WHAT YOU HAVE TO DO:
In the material below, find every line containing "easier" and copy that line.

RECORDS SHOWN:
PR #34, opened 2018-12-16
chore: Update `grunt-sass` to v3 and add `node-sass` v4

ntwb:
Resolve the missing `node-sass` binary on PHP 5.2 & 5.3 jobs

See https://wordpress.slack.com/archives/C02RQBWTW/p1544927491907900

PR #7259, opened 2024-08-28
Fix return value documentation for get_*_meta() functions

rodrigoprimo:
The return value documentation for the get_*_meta() and `get_metadata()` functions incorrectly stated that an empty string is returned if a valid but non-existing object ID is passed. Actually, an empty string is returned if a valid but non-existing object ID is passed and `$single` is `true`. Otherwise, an empty array is returned.

This PR fixes the return value documentation for those functions.

It also includes some very basic tests documenting this behavior for `get_metadata()`. Happy to add similar tests for the other functions if needed.

The documentation that is modified by this PR was added in https://core.trac.wordpress.org/changeset/50641.

Trac ticket: https://core.trac.wordpress.org/ticket/61608

### DIFF
--- a/tests/phpunit/tests/meta.php
+++ b/tests/phpunit/tests/meta.php
@@ -440,7 +440,7 @@ class Tests_Meta extends WP_UnitTestCase {
 				'expected' => array(),
 				'args'     => array( PHP_INT_MAX, 'meta_key', false ),
 			),
-			'Return value will be an empty array when `$single` is `true`' => array(
+			'Return value will be an empty string when `$single` is `true`' => array(
 				'expected' => '',
 				'args'     => array( PHP_INT_MAX, 'meta_key', true ),
 			),
--- a/tests/phpunit/tests/meta.php
+++ b/tests/phpunit/tests/meta.php
@@ -428,19 +428,19 @@ class Tests_Meta extends WP_UnitTestCase {
 
 	public function data_get_metadata_non_existent_object_id() {
 		return array(
-			'Default values for the $meta_key and $single params' => array(
+			'Return value will be an empty array when only required params are passed' => array(
 				'expected' => array(),
 				'args'     => array( PHP_INT_MAX ),
 			),
-			'Default value for the $single param' => array(
+			'Return value will be an empty array when all params are passed except `$single`' => array(
 				'expected' => array(),
 				'args'     => array( PHP_INT_MAX, 'meta_key' ),
 			),
-			'$single as `false`'                  => array(
+			'Return value will be an empty array when `$single` is `false`' => array(
 				'expected' => array(),
 				'args'     => array( PHP_INT_MAX, 'meta_key', false ),
 			),
-			'$single as `true`'                   => array(
+			'Return value will be an empty array when `$single` is `true`' => array(
 				'expected' => '',
 				'args'     => array( PHP_INT_MAX, 'meta_key', true ),
 			),
--- a/tests/phpunit/tests/meta.php
+++ b/tests/phpunit/tests/meta.php
@@ -428,19 +428,19 @@ class Tests_Meta extends WP_UnitTestCase {
 
 	public function data_get_metadata_non_existent_object_id() {
 		return array(
-			array(
+			'Default values for the $meta_key and $single params' => array(
 				'expected' => array(),
 				'args'     => array( PHP_INT_MAX ),
 			),
-			array(
+			'Default value for the $single param' => array(
 				'expected' => array(),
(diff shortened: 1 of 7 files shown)


tests/phpunit/tests/meta.php
```diff
@@ -419,6 +419,13 @@ public function test_get_metadata_with_empty_key_nested_array_value() {
 		$this->assertSame( array( $value ), $found['foo'] );
 	}
 
+	public function test_get_metadata_non_existent_object_id() {
+		$this->assertSame( array(), get_metadata( 'user', PHP_INT_MAX ) );
+		$this->assertSame( array(), get_metadata( 'user', PHP_INT_MAX, 'meta_key' ) );
+		$this->assertSame( array(), get_metadata( 'user', PHP_INT_MAX, 'meta_key', false ) );
+		$this->assertSame( '', get_metadata( 'user', PHP_INT_MAX, 'meta_key', true ) );
+	}
```
jrfnl, line 448: Suggestion: use a data provider and only have a single assertion in the test. This makes for more accurate test counts and easier debugging of tests (if one would fail).

Alternatively, if there is a pertinent reason to have multiple assertions in one test, use the `$message` parameter in each assertion to describe the test failure.

For the data provider, as there are a varying number of arguments, you could use `args` (array) and `expected` as keys and then within the test unpack `$args` with the spread operator, i.e. `get_metadata(...$args)`.

jrfnl: Thanks for that update @rodrigoprimo! Next step: add names to the data sets.

Named data sets have three advantages:
1. The name documents what each data set is testing.
2. It makes debugging easier as - in case of a test failure - you won't be confronted with a `with data set #3` (which is fine with a small data provider like this one, but not so much when the data provider has 80+cases and you need to figure out which one is data set `#34`).
3. When using `--testdox`, it will make the test run output much more descriptive.

To change these to named data sets, just add a string key to each data set array. The string key will be the name.

rodrigoprimo: ~Thanks for your review, @jrfnl. I pushed a new commit changing the test to use a data provider.~

Please ignore this comment, I published it before seeing your comment from a couple of minutes ago. I will add names to the data sets.

rodrigoprimo: Thanks again for your review, @jrfnl. I pushed another commit adding names to the data sets.

tests/phpunit/tests/meta.php
```diff
@@ -419,6 +419,34 @@ public function test_get_metadata_with_empty_key_nested_array_value() {
...
+	/**
+	 * @dataProvider data_get_metadata_non_existent_object_id
+	 */
+	public function test_get_metadata_non_existent_object_id( $expected, $args ) {
+		$this->assertSame( $expected, get_metadata( 'user', ...$args ) );
+	}
+
+	public function data_get_metadata_non_existent_object_id() {
+		return array(
+			'Default values for the $meta_key and $single params' => array(
```
jrfnl: Thanks for adding the names @rodrigoprimo. They are acceptable as-is.

I'm just leaving an example below of how the data set names could be made more descriptive of _what_ is being tested. Changing the names is not required though for approval of this PR (by me).

```suggestion
			'Return value will be an empty array when only required params are passed' => array(
```

rodrigoprimo: Thanks again, @jrfnl. It makes sense to me to make the names more descriptive. I added a new commit.

tests/phpunit/tests/meta.php
```diff
@@ -419,6 +419,34 @@ public function test_get_metadata_with_empty_key_nested_array_value() {
...
+			),
+			'Return value will be an empty array when all params are passed except `$single`' => array(
+				'expected' => array(),
+				'args'     => array( PHP_INT_MAX, 'meta_key' ),
+			),
+			'Return value will be an empty array when `$single` is `false`' => array(
+				'expected' => array(),
+				'args'     => array( PHP_INT_MAX, 'meta_key', false ),
+			),
+			'Return value will be an empty array when `$single` is `true`' => array(
```
jrfnl:
```suggestion
			'Return value will be an empty string when `$single` is `true`' => array(
```

jrfnl (approved):
As far as I'm concerned this is ready for merge. Thanks @rodrigoprimo for working on this.

SergeyBiryukov:
Thanks for the PR! Merged in [r58962](https://core.trac.wordpress.org/changeset/58962) and [r58968](https://core.trac.wordpress.org/changeset/58968).

jrfnl:
Thanks @SergeyBiryukov!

EXPECTED ANSWER:
jrfnl, line 448: Suggestion: use a data provider and only have a single assertion in the test. This makes for more accurate test counts and easier debugging of tests (if one would fail).
2. It makes debugging easier as - in case of a test failure - you won't be confronted with a `with data set #3` (which is fine with a small data provider like this one, but not so much when the data provider has 80+cases and you need to figure out which one is data set `#34`).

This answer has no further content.